The pond next to the Wal Mart on South Post Oak just outside 610 has some big bass. The pond was clear about a year ago before they cleaned out the grass & you could sight cast to them. There were several in there that would have gone 7+. It's not as clear now, but I'm sure they're still in there. Don't leave valuables in your car.....


----------



## nightgigger (Oct 13, 2008)

There does not appear to be much inside the loop, but Buffalo Bayou south of memorial park looks to be in the native state, and should be fishable after a week or so of no rain. Brays bayou, although concrete, might be worth a walk to site cast for fish. 
Also I have heard that the bayous have carp up to about 50 lbs, that will hit on corn and fight like a train.
http://sciangler.com/fishing_the_bayou.htm
http://culturemap.com/newsdetail/12-01-09-angling-opps-abound-in-the-bayou-city/


----------



## WesG (Sep 28, 2007)

There's a lake/pond by the galleria that holds bass.
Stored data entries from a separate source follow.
PR #1855, opened 2020-08-06
Changes for OWLS-83431

ankedia:
Changes for OWLS-83431 - Create Pods one-at-a-time waiting on scheduling

### DIFF
--- a/operator/src/main/java/oracle/kubernetes/operator/helpers/PodHelper.java
+++ b/operator/src/main/java/oracle/kubernetes/operator/helpers/PodHelper.java
@@ -34,6 +34,7 @@ import oracle.kubernetes.operator.work.Step;
 import oracle.kubernetes.weblogic.domain.model.ServerSpec;
 import oracle.kubernetes.weblogic.domain.model.Shutdown;
 
+import static oracle.kubernetes.operator.LabelConstants.CLUSTERNAME_LABEL;
 import static oracle.kubernetes.operator.ProcessingConstants.SERVERS_TO_ROLL;
 
 public class PodHelper {
@@ -90,13 +91,16 @@ public class PodHelper {
    * @param info Domain presence info
    * @return list containing scheduled pods
    */
-  public static List<String> getScheduledPods(DomainPresenceInfo info) {
+  public static List<String> getScheduledPods(DomainPresenceInfo info, String clusterName) {
     // These are presently scheduled servers
     List<String> scheduledServers = new ArrayList<>();
     for (Map.Entry<String, ServerKubernetesObjects> entry : info.getServers().entrySet()) {
       V1Pod pod = entry.getValue().getPod().get();
       if (pod != null && !PodHelper.isDeleting(pod) && PodHelper.getScheduledStatus(pod)) {
-        scheduledServers.add(entry.getKey());
+        String wlsClusterName = pod.getMetadata().getLabels().get(CLUSTERNAME_LABEL);
+        if ((wlsClusterName == null) || (wlsClusterName.contains(clusterName))) {
+          scheduledServers.add(entry.getKey());
+        }
       }
     }
     return scheduledServers;
@@ -107,75 +111,19 @@ public class PodHelper {
    * @param info Domain presence info
    * @return list containing ready pods
    */
-  public static List<String> getReadyPods(DomainPresenceInfo info) {
+  public static List<String> getReadyPods(DomainPresenceInfo info, String clusterName) {
     // These are presently Ready servers
     List<String> readyServers = new ArrayList<>();
     for (Map.Entry<String, ServerKubernetesObjects> entry : info.getServers().entrySet()) {
       V1Pod pod = entry.getValue().getPod().get();
       if (pod != null && !PodHelper.isDeleting(pod) && PodHelper.getReadyStatus(pod)) {
-        readyServers.add(entry.getKey());
+        String wlsClusterName = pod.getMetadata().getLabels().get(CLUSTERNAME_LABEL);
+        if ((wlsClusterName == null) || (wlsClusterName.contains(clusterName))) {
+          readyServers.add(entry.getKey());
+        }
       }
     }
     return readyServers;
-  }
-
-  /**
-   * Change pod status to scheduled.
-   * @param info Domain presence info
-   * @param serverName Name of server pod to be changed
-   */
-  public static void schedulePods(DomainPresenceInfo info, String serverName) {
-    for (Map.Entry<String, ServerKubernetesObjects> entry : info.getServers().entrySet()) {
-      V1Pod pod = entry.getValue().getPod().get();
-      if (pod.getMetadata().getName().contains(serverName)) {
-        PodHelper.setScheduledStatus(pod);
-      }
-    }
-  }
-
-  /**
-   * Change pod status to ready.
-   * @param info Domain presence info
-   * @param serverName Name of server pod to be changed
-   */
-  public static void makePodsReady(DomainPresenceInfo info, String serverName) {
-    for (Map.Entry<String, ServerKubernetesObjects> entry : info.getServers().entrySet()) {
-      V1Pod pod = entry.getValue().getPod().get();
-      if (pod.getMetadata().getName().contains(serverName)) {
-        PodHelper.setReadyStatus(pod);
-      }
-    }
-  }
-
-  /**
-   * get if pod is in scheduled state.
-   * @param pod pod
-   * @return true, if pod is scheduled
-   */
-  public static boolean setScheduledStatus(V1Pod pod) {
-    V1PodSpec status = pod.getSpec();
-    if (status != null) {
-      status.setNodeName("Node1");
-    } else {
-      pod.spec(new V1PodSpec().nodeName("Node1"));
-    }
-    return true;
-  }
-
-  /**
-   * get if pod is in scheduled state.
-   * @param pod pod
-   * @return true, if pod is scheduled
-   */
-  public static boolean setReadyStatus(V1Pod pod) {
-    V1PodStatus status = pod.getStatus();
-    if (status != null) {
-      status.phase("RUNNING").addConditionsItem(new V1PodCondition().type("Ready").status("True"));
-    } else {
-      pod.status(new V1PodStatus().phase("Running")
-              .addConditionsItem(new V1PodCondition().type("Ready").status("True")));
-    }
-    return true;
   }
 
   /**
@@ -186,9 +134,7 @@ public class PodHelper {
   public static boolean getScheduledStatus(V1Pod pod) {
     V1PodSpec status = pod.getSpec();
     if (status != null) {
-      if (status.getNodeName() != null) {
-        return true;
-      }
+      return status.getNodeName() != null;
     }
     return false;
   }
@@ -552,7 +498,7 @@ public class PodHelper {
     protected V1ObjectMeta createMetadata() {
       V1ObjectMeta metadata = super.createMetadata();
       if (getClusterName() != null) {
-        metadata.putLabelsItem(LabelConstants.CLUSTERNAME_LABEL, getClusterName());
+        metadata.putLabelsItem(CLUSTERNAME_LABEL, getClusterName());
       }
       return metadata;
     }
@@ -610,7 +556,7 @@ public class PodHelper {
       if (oldPod != null) {
         Map<String, String> labels = oldPod.getMetadata().getLabels();
         if (labels != null) {
-          clusterName = labels.get(LabelConstants.CLUSTERNAME_LABEL);
+          clusterName = labels.get(CLUSTERNAME_LABEL);
         }
 
         ServerSpec serverSpec = info.getDomain().getServer(serverName, clusterName);
--- a/operator/src/main/java/oracle/kubernetes/operator/helpers/PodHelper.java
+++ b/operator/src/main/java/oracle/kubernetes/operator/helpers/PodHelper.java
@@ -86,6 +86,114 @@ public class PodHelper {
   }
 
   /**
+   * Get list of scheduled pods.
+   * @param info Domain presence info
+   * @return list containing scheduled pods
+   */
+  public static List<String> getScheduledPods(DomainPresenceInfo info) {
+    // These are presently scheduled servers
+    List<String> scheduledServers = new ArrayList<>();
+    for (Map.Entry<String, ServerKubernetesObjects> entry : info.getServers().entrySet()) {
+      V1Pod pod = entry.getValue().getPod().get();
+      if (pod != null && !PodHelper.isDeleting(pod) && PodHelper.getScheduledStatus(pod)) {
+        scheduledServers.add(entry.getKey());
+      }
+    }
+    return scheduledServers;
+  }
+
+  /**
+   * Get list of ready pods.
+   * @param info Domain presence info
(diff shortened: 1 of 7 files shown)


russgold:
Can you explain the logic in ManagedServerUpIteratorStep.apply() ?

ankedia:
> Can you explain the logic in ManagedServerUpIteratorStep.apply() ?

ankedia:
> Can you explain the logic in ManagedServerUpIteratorStep.apply() ?

The apply method runs StartManagedServersStep (which starts managed servers) for 2 different types of servers -
1. Non-clustered (standalone) servers
2. Clustered servers from one or more clusters

It creates a child fiber for each cluster and a fiber for standalone (non-clustered) servers and it executes StartManagedServersStep. Since each cluster can have a different value for "maxConcurrentStartups", I'm creating different fiber for each cluster (and for non-clustered servers). The idea for maxConcurrent startup is that only n number of pods can be created simultaneously until all previous pods are ready.

In StartManagedServersStep, I check to see how many pods are scheduled and how many pods are ready. This is used to decide if a new managed server pod can be created. Each managed server pod is created in a separate child fiber. Please let me know if this is not clear or if you have any questions. Thanks.

russgold:
It's clear but incomplete. I'm trying to understand the logic. Can you describe it in pseudocode? What is the logic in the method?

ankedia:
> It's clear but incomplete. I'm trying to understand the logic. Can you describe it in pseudocode? What is the logic in the method?



> It's clear but incomplete. I'm trying to understand the logic. Can you describe it in pseudocode? What is the logic in the method?
ok, I will work on that. Do you or @alai8 know if there's any psuedocode or document for original ManagedServerUpIteratorStep or other related steps? It'll help me with the terminology and structure. Thanks.

ankedia:
> It's clear but incomplete. I'm trying to understand the logic. Can you describe it in pseudocode? What is the logic in the method?
ok, I will work on that. Do you or @alai8 know if there's any psuedocode or document for original ManagedServerUpIteratorStep or other related steps? It'll help me with the terminology and structure. Thanks.

russgold:
There is no formalism for pseudocode. I'm just asking you to describe what is going on in english, not at the code level.

Let me get specific. The body of the method is very roughly
1. The first condition is whether the following step for the head of the queue is a ServerDownStep. Why? What does that mean? It seems a very brittle thing to test
2. If the queue is empty you advance to the after-step
3. The next condition (after verifying that the queue is not empty) uses some combination of the number of scheduled pods and the ready pods to decide to fork join. Why? What is the intent?
4. The third condition decides to delay if the queue is non-empty. Why delay? How do you know that there is nothing left to process? Is there any way for it to be empty at this point, given that you already checked that (see 2)
5. Once again, if the queue is empty you advance to the after-step, which seems redundant

What have I missed?

ankedia:
Step StartManagedServerStep (Argument clusterName, Argument Collection<StepAndPacket> startDetails, Argument nextStep){ 

    Initialize current scheduled count for cluster "clusterName" to 0 
	Initialize FIFO Queue - it'll hold StepsAndPackets for starting managed servers for this cluster
    
    Constructor {
	  Populate FIFO queue containing StepsAndPackets from startDetails to satrt servers in cluster "clusterName".
	  Get maxConcurrency for this cluster
    }    
	
	apply method {
	  Check first StepAndPacket in queue
	  if (step in StepsAndPackets is for bringing server down i.e. for scale down scenario) {
	    start a fiber to run ServerDown step and then invoke this step again
	  } else if (all steps in startDetails completed) {
	    proceed to nextStep
      } 	  
	  
	  // This makes assumption that admin server is already scheduled 
	  if (current scheduled count is less than total scheduled servers for cluster "clusterName") { //initial value of total scheduled servers is 1
	    if (current scheduled count is less than (maxConcurrency + ready managed servers for cluster "clusterName")) {
		   Dequeue StepAndPacket from FIFO queue
		   Increment current scheduled count
		   Start a child fiber to run step for managed server pod and service creation and then invoke this step again
		}
	  }
	  if (More items in queue) {
	     Wait 100 mill-seconds to give a chance for previous server to get scheduled and then invoke this step again
      } else { // All managed server start steps executed
	     proceed to nextstep
	  }
	} 
}

ankedia:
1. The `bringManagedServerUp()` has below existing code. My understanding of this code is that it checks ServerStartupInfo to see if only service needs be created for managed server (i.e. when pre-creating server service) then it creates a ServerDownStep in startDetails. This is also executed during scale down scenario to bring managed server down based on ServerStartupInfo. Previously it was executing all steps in startDetails array list in parallel. I added check make sure it executes ServerDownStep before we check for scheduled and ready servers. 

```
  private static Step bringManagedServerUp(ServerStartupInfo ssi) {
    return ssi.isServiceOnly()
        ? ServiceHelper.createForServerStep(
            true, new ServerDownStep(ssi.getServerName(), true, null))
        : ServiceHelper.createForServerStep(PodHelper.createManagedPodStep(null));
  }
```
The queue empty check in "else" condition is to handle cases where startDetails only contains ServerDownSteps and no steps to create managed server pods/service. In this case, we don't need to rely on scheduled count etc. I can look to change/refactor this code if it's brittle to test.

3. Please let me know if intent is not clear from above pseudocode.

4. This is executed after checking the condition of previous pods to see if they're scheduled and/or ready. If previous pod is not yet scheduled, it'll wait 100ms and invoke this step again

5. Again, this check is after checking the condition of previous pods. I had added it before I added the check for ServerDownStep and previous check to see if queue is empty. I forgot to revisit this after adding check for ServerDownStep, I'll check and remove it.

russgold:
The first simplification I see is that you should check if the queue is empty first. If it is not, there is no need to check if peek returns a null, as it won't.

I would then extract the check on that first item into a method with a name such as isShuttingDown. It will make it clear as to what is going on much better than reading the computation logic. And since that logic does a lot of null checks, Optional.ofNullable would probably make it easier to read the implementation.

The next pair of nested ifs seems to be the heart of the functionality. My first observation is that it should really be a single if with a complex condition extracted into a method for clarity. I suppose it means something like "there are more servers to start in the cluster"? It is important to make it as easy to understand as possible, and right now it isn't obvious to me why this logic is the one to use. What does the scheduled count mean? Isn't it actually the number of pods in the cluster that have been started, not scheduled? Also, I suspect this could be another else if.

ankedia:
Thanks Russ for the comments and suggestions. I have made changes to incorporate these suggestions. Please let me know if I missed something.

russgold:
It's definitely improved. I would further suggest:
1. Use isEmpty() rather than size() = 0
2. Combine the second group to the first using if else
3. You don't need the local variable servers.

So, for example:

`    @Override
      if (startDetailsQueue.isEmpty()) {
        return doNext(new ManagedServerUpAfterStep(getNext()), packet);
      } else if (isServiceOnlyOrShuttingDown()) {
        return doForkJoin(this, packet, Collections.singletonList(startDetailsQueue.poll()));
      } else if (serverAvailableToStart(packet.getSpi(DomainPresenceInfo.class))) {
        this.countStarted++;
        return doForkJoin(this, packet, Collections.singletonList(startDetailsQueue.poll()));
      } else {
        return doDelay(this, packet, 100, TimeUnit.MILLISECONDS);
      }
    }
`

Why is `maxConcurrency` a variable? What values can it take?

russgold:
A suggest about naming variables: Use a consistent pattern such as "numXXX." Right now you have `countStarted` and `readyManagedPods`

ankedia:
I have made changes as per above suggestions. `maxConcurrency ` is the value of `MaxConcurrentStartup` cluster configuration in domain. It's an instance variable and I have changed canStartConcurrently() to refer it by this. Thanks.

operator/src/main/java/oracle/kubernetes/operator/helpers/PodHelper.java
```diff
@@ -85,6 +86,59 @@ public static boolean isReady(V1Pod pod) {
     return ready;
   }
 
+  /**
+   * Get list of scheduled pods.
+   * @param info Domain presence info
+   * @return list containing scheduled pods
```
rjeberhard, line 92: Missing Javadoc @param for clusterName

operator/src/main/java/oracle/kubernetes/operator/helpers/PodHelper.java
```diff
@@ -85,6 +86,59 @@ public static boolean isReady(V1Pod pod) {
...
+   */
+  public static List<String> getScheduledPods(DomainPresenceInfo info, String clusterName) {
```
rjeberhard, line 94: I'll verify below, but it's surprising that you have a method to list scheduled pods. I would think that you would be interested in unscheduled pods.

operator/src/main/java/oracle/kubernetes/operator/helpers/PodHelper.java
```diff
@@ -85,6 +86,59 @@ public static boolean isReady(V1Pod pod) {
...
+    return readyServers;
+  }
+
+  /**
+   * get if pod is in scheduled state.
+   * @param pod pod
+   * @return true, if pod is scheduled
+   */
+  public static boolean getScheduledStatus(V1Pod pod) {
+    V1PodSpec status = pod.getSpec();
```
rjeberhard, line 135: Fix variable name

operator/src/main/java/oracle/kubernetes/operator/steps/ManagedServerUpIteratorStep.java
```diff
@@ -142,19 +154,53 @@ private boolean isServerInCluster(ServerStartupInfo ssi) {
...
+      }
+    }
+
+    private boolean isServiceOnlyOrShuttingDown() {
+      return Optional.ofNullable(startDetailsQueue.peek().step)
+              .map(step -> step.getNext() instanceof ServerDownStep).orElse(false);
+    }
+
+    private boolean serverAvailableToStart(DomainPresenceInfo info) {
+      return ((this.numStarted < PodHelper.getScheduledPods(info, clusterName).size())
```
rjeberhard, line 197: What do you think about switching this to test PodHelper.unscheduledPodsExist() rather than comparing the count of scheduled pods to an expected number?

operator/src/main/java/oracle/kubernetes/operator/steps/ManagedServerUpIteratorStep.java
```diff
@@ -142,19 +154,53 @@ private boolean isServerInCluster(ServerStartupInfo ssi) {
...
     public NextAction apply(Packet packet) {
-      return doForkJoin(new ManagedServerUpAfterStep(getNext()), packet, startDetails);
+
+      if (startDetailsQueue.isEmpty()) {
+        return doNext(new ManagedServerUpAfterStep(getNext()), packet);
+      } else if (isServiceOnlyOrShuttingDown()) {
+        Collection<StepAndPacket> servers = Collections.singletonList(startDetailsQueue.poll());
+        return doForkJoin(this, packet, servers);
+      } else if (serverAvailableToStart(packet.getSpi(DomainPresenceInfo.class))) {
+        this.numStarted++;
```
rjeberhard, line 184: What is the concurrency of this code? Will multiple threads ever be running here?

operator/src/main/java/oracle/kubernetes/operator/steps/ManagedServerUpIteratorStep.java
```diff
@@ -142,19 +154,53 @@ private boolean isServerInCluster(ServerStartupInfo ssi) {
...
+              .map(step -> step.getNext() instanceof ServerDownStep).orElse(false);
+    }
+
+    private boolean serverAvailableToStart(DomainPresenceInfo info) {
+      return ((this.numStarted < PodHelper.getScheduledPods(info, clusterName).size())
+              && (canStartConcurrently(PodHelper.getReadyPods(info, clusterName).size())));
+    }
+
+    private boolean canStartConcurrently(int numReady) {
+      return ((this.maxConcurrency > 0) && (this.numStarted < (this.maxConcurrency + numReady - 1)))
```
rjeberhard, line 202: Similarly, it seems like you ought to be checking for the number of unready pods.

operator/src/main/java/oracle/kubernetes/operator/helpers/PodHelper.java
ankedia: Fixed.

operator/src/main/java/oracle/kubernetes/operator/helpers/PodHelper.java
ankedia: Fixed.

operator/src/main/java/oracle/kubernetes/operator/steps/ManagedServerUpIteratorStep.java
ankedia: It's one thread per cluster and one thread for non-clustered servers. It'll be single threaded for one cluster and 2 threads for 2 cluster case. If domain also have non-clustered (standalone) servers, it'll create a separate fiber for those servers.

operator/src/main/java/oracle/kubernetes/operator/steps/ManagedServerUpIteratorStep.java
ankedia: I believe the reason I went with current `count` based approach is because we can only schedule/start `n` number pods in parallel based on value of maxConcurrency. Previously the code was creating `maxConcurrency` number of fibers and fibers used to wait until pod becomes ready. With current approach, I don't make the fibers wait until pod is ready but start servers (create fibers) only if all previous pods are scheduled and it matches the criteria for `maxConcurrency`. I think it's possible to test  PodHelper.unscheduledPodsExist() but we need to check for number of ready pods before deciding to start a new server (start a new fiber). I can try the approach you suggested and test it out for different use-case scenarios.

operator/src/main/java/oracle/kubernetes/operator/steps/ManagedServerUpIteratorStep.java
ankedia: Please see above comment about creating fibers based on value of `maxConcurrency`. I think we can't wait for all previous pods to be ready and need to check for number of ready pods in order to decide whether to create a new fiber/thread or not.

ankedia:
Thanks @rjeberhard for your comments and suggestions. I have addressed some of your comments and have replied to other comments. I have thoroughly tested current approach by running functional, integration and unit tests. If we decide to change the approach, these tests will need to be rerun. Please let me know your thoughts.

rjeberhard:
Okay, I'm happy enough with the current approach.

operator/src/main/java/oracle/kubernetes/operator/steps/ManagedServerUpIteratorStep.java
rjeberhard: Let me be clearer in my question. Do I need to worry about the concurrency of updating the numStarted variable? I can't really tell from your answer.

ankedia: Sorry for not being clear in my previous answer. In 2 cluster scenario, 2 threads could reading/updating in parallel but overall concurrency will be low. I have `numStarted` to AtomicInteger as we discussed and made `numConcurrency ` final by setting it in constructor. Please let me know if I missed anything. Thanks.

Off Post Oak just south of Hidalgo. The water isn't very deep but I was there last week and caught 10+ in just a few hours off a 1/8oz spinnerbait. I've been told there are large bass there but I've never caught one. 
All the other places I know are outside the loop...


----------



## Bozo (Jun 16, 2004)

Hermann Park.


----------



## flyakker (May 27, 2014)

Posting in here to see if anyone else has come up with anything in the last 4 1/2 years. That pond by Galleria is not a retention for a new apartment complex... That was where I first caught a bass on my 5 wt fly rod. Didn't know there were fish in there when it happened. Thought maybe a turtle had grabbed it!


----------



## Ken.Huynh (May 30, 2014)

Most every little pond/lake inside any subdivision will have Bass and Catfish.

Even the one that are all concrete. My parent old house was in a gate subdivision with a water fountain type pond.

I've tried many other subdivision pond and everyone of them has Bass. Not sure how or where it come from, but there are fishes.

I used to catch Bass like crazy in there. You literally see multiple Bass fighting for 1 lure.


----------